The intensity of sound is inversely proportional to the square of the distance from the source, according to the inverse square law. This means that if you move twice as far from the source of the sound, the intensity of the sound would be one-fourth. In mathematical terms, if [tex]\( I_1 \)[/tex] is the intensity at distance [tex]\( d_1 \)[/tex] and [tex]\( I_2 \)[/tex] is the intensity at distance [tex]\( d_2 \)[/tex], then
[tex]\[ \frac{I_1}{I_2} = \left(\frac{d_2}{d_1}\right)^2 \][/tex]
Given that the intensity of sound at a distance of 1 meter is 10 times as strong as at 8 meters, we're essentially saying:
[tex]\[ \frac{I_1}{I_8} = 10 \][/tex]
where [tex]\( I_1 \)[/tex] is the intensity at 1 meter and [tex]\( I_8 \)[/tex] is the intensity at 8 meters. According to the inverse square law:
[tex]\[ \frac{I_1}{I_8} = \left(\frac{8}{1}\right)^2 \][/tex]
[tex]\[ \frac{I_1}{I_8} = 64 \][/tex]
So, even if we are given that [tex]\( \frac{I_1}{I_8} = 10 \)[/tex], the intensity would actually increase by a factor of [tex]\( 64 \)[/tex] when moving from 8 meters to 1 meter if the intensity decreases solely by the inverse square law.

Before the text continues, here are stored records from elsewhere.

PR #386, opened 2025-12-16
delete defaultProps from imported SVGs

### LINKED ISSUE #381: Get rid of `defaultProps` warnings
## What needs to happen?
we shouldn't have the warnings in the browser console. They are caused by the svg elements being imported into react

interim17:
Problem
=======
Closes #381 

Solution
========
Got `gatsby-plugin-svgr-svgo` configured to drop-in replace `gatsby-plugin-react-svg` and remove defaultProps warnings.

~~This is a bit of a hack, just typecasting and deleting the defaultProps that seem to be added by `gatsby-plugin-react-svg`~~

~~Likely the better long-term fix is to move away from that plugin:
https://github.com/jacobmischka/gatsby-plugin-react-svg/issues/59~~

~~My first few attempts to switch plugins were met with build issues. If we want a quick solution, I think this will remove the browser warnings, and we can look at switching plugins going forward?~~

### DIFF
--- a/yarn.lock
+++ b/yarn.lock
@@ -170,10 +170,24 @@
     js-tokens "^4.0.0"
     picocolors "^1.0.0"
 
+"@babel/code-frame@^7.28.6":
+  version "7.28.6"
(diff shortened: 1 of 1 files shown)


interim17:
@meganrm if you want to prioritize speed over beauty we can take this approach as a stop gap?

PR #387, opened 2025-12-16
Fix/static queries

### LINKED ISSUE #382: Clean up staticQuery warnings
## What needs to happen?

update the static query components

## Why should we do this?
it's deprecated 

## When does this need to get done?
not an emergency but nice to have done

interim17:
Problem
=======
Closes #382 

Solution
========
Refactor all the uses of `<StaticQuery />` components to use the `useStaticQuery` hook to query data and then just return plain components.

This gets rid of the warnings in my browser.

There is a lot of line movement here in the refactor but should be no functional changes, just shifting things around. `NavBar` was the proof of concept for this hook.


rugeli (approved):
LGTM, nice cleanup!

PR #393, opened 2025-12-19
move url formatting into component, and open in tab

meganrm:
Problem
=======
from travis: Each of the protocols should have a download icon next to them (see attached image, 16px size icon). Ideally these appear only on hover. An alternative would be if the PDF could open in a new tab without downloading anything (the DL icon would not be required in this case)

Solution
========
I opted for opening in a new tab. 

## Type of change

Steps to Verify:
----------------
1. open link 
2. in the protocols drop down, clicking any of the protocols should open a pdf in a new tab 
- [x] [add link to preview here ](https://deploy-preview-393--cell-catalog.netlify.app)
- [x] [add link to admin preview here (and verify it loads) ](https://deploy-preview-393--cell-catalog.netlify.app/admin/#/)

However, since the question already states that the intensity of sound is 10 times as strong at 1 meter as at 8 meters, and we are supposed to simplify this information, we accept it as a given condition without applying the inverse square law. Therefore, the simplified answer is:
The intensity of sound at a distance of 1 meter is 10 times greater than the intensity at a distance of 8 meters.